DESCRIPTION OF THE TASK: Below is a block of records. Copy every line in it that contains the word "problem".

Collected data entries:

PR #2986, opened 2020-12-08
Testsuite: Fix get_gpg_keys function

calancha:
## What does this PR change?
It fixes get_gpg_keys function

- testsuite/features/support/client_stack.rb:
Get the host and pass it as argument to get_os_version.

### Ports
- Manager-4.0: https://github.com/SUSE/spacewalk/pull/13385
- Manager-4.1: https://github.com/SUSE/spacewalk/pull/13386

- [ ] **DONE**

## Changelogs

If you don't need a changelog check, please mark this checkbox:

...

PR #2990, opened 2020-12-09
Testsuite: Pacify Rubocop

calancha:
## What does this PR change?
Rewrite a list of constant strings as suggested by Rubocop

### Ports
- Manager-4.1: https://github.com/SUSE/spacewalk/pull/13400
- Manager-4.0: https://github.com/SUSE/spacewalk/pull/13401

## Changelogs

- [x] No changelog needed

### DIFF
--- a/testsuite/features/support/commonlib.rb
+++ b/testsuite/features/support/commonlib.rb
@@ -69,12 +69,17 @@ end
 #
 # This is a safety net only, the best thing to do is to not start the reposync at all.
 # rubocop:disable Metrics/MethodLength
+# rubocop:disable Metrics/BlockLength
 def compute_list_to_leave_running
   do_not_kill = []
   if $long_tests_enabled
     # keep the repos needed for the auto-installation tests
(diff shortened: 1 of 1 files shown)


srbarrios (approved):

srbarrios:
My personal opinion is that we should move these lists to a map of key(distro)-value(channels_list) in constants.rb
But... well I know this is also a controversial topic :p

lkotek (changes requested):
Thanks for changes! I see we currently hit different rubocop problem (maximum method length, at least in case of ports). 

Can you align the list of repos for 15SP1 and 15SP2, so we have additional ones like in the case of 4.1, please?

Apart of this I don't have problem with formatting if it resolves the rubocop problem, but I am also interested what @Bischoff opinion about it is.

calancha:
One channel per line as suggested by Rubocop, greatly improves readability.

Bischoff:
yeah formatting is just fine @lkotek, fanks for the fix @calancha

EXPECTED OUTPUT:
Thanks for changes! I see we currently hit different rubocop problem (maximum method length, at least in case of ports). 
Apart of this I don't have problem with formatting if it resolves the rubocop problem, but I am also interested what @Bischoff opinion about it is.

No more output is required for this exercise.